Kat H.

asked • 03/14/21

Proof by induction. Imagine that we are going to prove by induction that:

(1/sqrt(1)) + (1/sqrt(2)) + (1/sqrt(3)) + ... + (1/sqrt(n)) >= sqrt(n), for all n E Z^+


Assume by the inductive step that:


(1/sqrt(1)) + (1/sqrt(2)) + (1/sqrt(3)) + ... + (1/sqrt(k)) >= sqrt(k), for some k E Z^+


Which of the following is a correct way of ending this proof?

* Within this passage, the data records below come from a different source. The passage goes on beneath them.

PR #108, opened 2016-06-13
Set CMS_HOSTNAME Ansible variable to the Studio domain.

smarnach:
This Ansible variable is used as the `server_name` for nginx, so it must match the Studio domain name.

### DIFF
--- a/instance/models/openedx_instance.py
+++ b/instance/models/openedx_instance.py
@@ -19,6 +19,7 @@
 """
 Open edX Instance models
 """
+import re
 import string
 
 from django.conf import settings
@@ -144,6 +145,21 @@ class OpenEdXInstance(Instance, OpenEdXAppConfiguration, OpenEdXDatabaseMixin,
             return self.external_studio_domain
         else:
             return self.internal_studio_domain
+
+    @property
+    def studio_domain_nginx_regex(self):
+        """
+        Regex that matches either the internal or the external Studio URL.
+
+        This is exclusively meant for the Ansible variable CMS_HOSTNAME to configure the nginx
+        server_name regex to match the Studio domains.
+        """
+        if self.external_studio_domain:
+            domains = [self.external_studio_domain, self.internal_studio_domain]
+        else:
+            domains = [self.internal_studio_domain]
+        choices = '|'.join(map(re.escape, domains))  # pylint: disable=bad-builtin
+        return '~^({})$'.format(choices)
 
     @property
     def url(self):
--- a/instance/tests/models/test_openedx_instance.py
+++ b/instance/tests/models/test_openedx_instance.py
@@ -157,6 +157,7 @@ class OpenEdXInstanceTestCase(TestCase):
         self.assertEqual(instance.domain, internal_lms_domain)
         self.assertEqual(instance.lms_preview_domain, internal_lms_preview_domain)
         self.assertEqual(instance.studio_domain, internal_studio_domain)
+        self.assertEqual(instance.studio_domain_nginx_regex, r'~^(studio\-sample\.example\.org)$')
         self.assertEqual(instance.url, 'http://{}/'.format(internal_lms_domain))
         self.assertEqual(instance.lms_preview_url, 'http://{}/'.format(internal_lms_preview_domain))
         self.assertEqual(instance.studio_url, 'http://{}/'.format(internal_studio_domain))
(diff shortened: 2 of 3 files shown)


mtyaka:
@smarnach Nice find! Do you think we could somehow make it work for both the internal and external domain? The default regex usually works because both domains often start with "studio", but that might not always be the case and it would be nice if it would always work for both domains. Same goes for LMS preview, but I think that one would be harder to implement.

smarnach:
@mtyaka That's a good suggestion.  I can simply use a regular expression that matches either address.

bradenmacdonald:
+1 for a regex that matches either.

instance/tests/models/test_openedx_instance.py
```diff
@@ -157,6 +157,7 @@ def test_domain_url(self):
         self.assertEqual(instance.domain, internal_lms_domain)
         self.assertEqual(instance.lms_preview_domain, internal_lms_preview_domain)
         self.assertEqual(instance.studio_domain, internal_studio_domain)
+        self.assertEqual(instance.studio_domain_nginx_regex, r'~^(studio\-sample\.example\.org)$')
```
itsjeyd: @smarnach Why does `re.escape` escape `-`?

smarnach: @itsjeyd Inside character classes, it's sometimes necessary to escape `-` (usually you just put it as the first character of a character class, so it doesn't need escaping).

When escaping a full regular expression, the square brackets around the character class would be escaped, so the hyphen wouldn't need escaping.  I suspect they want the `re.escape()` to be generic enough to also escape _part_ of a regular expression.  Just guessing though, I didn't check the version history of that function.

itsjeyd:
@smarnach :+1:

instance/models/openedx_instance.py
```diff
@@ -146,6 +147,21 @@ def studio_domain(self):
...
+        Regex that matches either the internal or the external Studio URL.
+
+        This is exclusively meant for the Ansible variable CMS_HOSTNAME to configure the nginx
+        server_name regex to match the Studio domains.
+        """
+        if self.external_studio_domain:
+            domains = [self.external_studio_domain, self.internal_studio_domain]
+        else:
+            domains = [self.internal_studio_domain]
+        choices = '|'.join(map(re.escape, domains))  # pylint: disable=bad-builtin
```
antoviaque: @smarnach @itsjeyd Pylint was complaining about `map` here, right? Was there a reason for not replacing it with a list comprehension rather than silencing it?

itsjeyd: @antoviaque I can't speak for Sven but the reason I didn't point this out in my review is that I couldn't think of a reason to prefer a list comprehension in this case (`map` is lazy in Python 3 and the code maps a built-in function as opposed to a `lambda`; `map(re.escape, domains)` doesn't seem less readable than `[re.escape(d) for d in domains]` to me). On the other hand, I am in favor of keeping the number of `# pylint: ...` comments to a minimum, so I wouldn't be opposed to changing this when we get a chance :)

antoviaque: @itsjeyd Alright, thanks for the explanation - yes, let's try to limit the exclusions to cases where we can't do it any other way. Besides making them more manageable, it will also help with having a consistent style. For this particular one, I've added it to the list of OC-1572.

smarnach: @antoviaque You can always use a list comprehension (or in this case, a generator expression) instead of using `map()`.  However, I personally think `map()` is more readable in this case.  It's less verbose and doesn't introduce a loop variable, so I find it easier to grasp.

I'd be in favour of removing `map` from the `bad-functions` list in the pylint configuration.  It simply isn't bad at all; `map()` has been a core part of Python since at least version 1.5, and I don't see why we should stop using it just because someone decided to add this warning to pylint.

Pylint in default configuration complains about a lot of stuff it actually shouldn't.  We should adjust the configuration to our likings rather than taking arbitrary (and sometimes outright bad) defaults as the law.

antoviaque: @smarnach I personally can see their argument, and find the list comprehension clearer. Ultimately, most of these cases will be a matter of personal preference, there will often be arguments that can go in both cases. Taking the approach of just following pylint recommendations has the advantage of providing a ready-made coding style, while nullifying the need for debates on these, which in turn allows us to spend time on more important things.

a. (1/sqrt(1)) + (1/sqrt(2)) + ... + (1/sqrt(k)) >= sqrt(k) + (1/sqrt(k+1)) = sqrt(k+1) +1 >= sqrt(k+1)


b. (1/sqrt(1)) + (1/sqrt(2)) + ... + (1/sqrt(k)) >= sqrt(k+1) + (1/sqrt(k+1)) + (1/sqrt(k+1)) >= sqrt(k+1)


c. (1/sqrt(1)) + (1/sqrt(2)) + ... + (1/sqrt(k+1)) >= sqrt(k) + (1/sqrt(k+1)) = (sqrt(k)sqrt(k+1)+1)/sqrt(k+1)) >= (sqrt(k)sqrt(k)+1)/sqrt(k+1)) >= ((k+1)/sqrt(k+1)) = sqrt(k+1)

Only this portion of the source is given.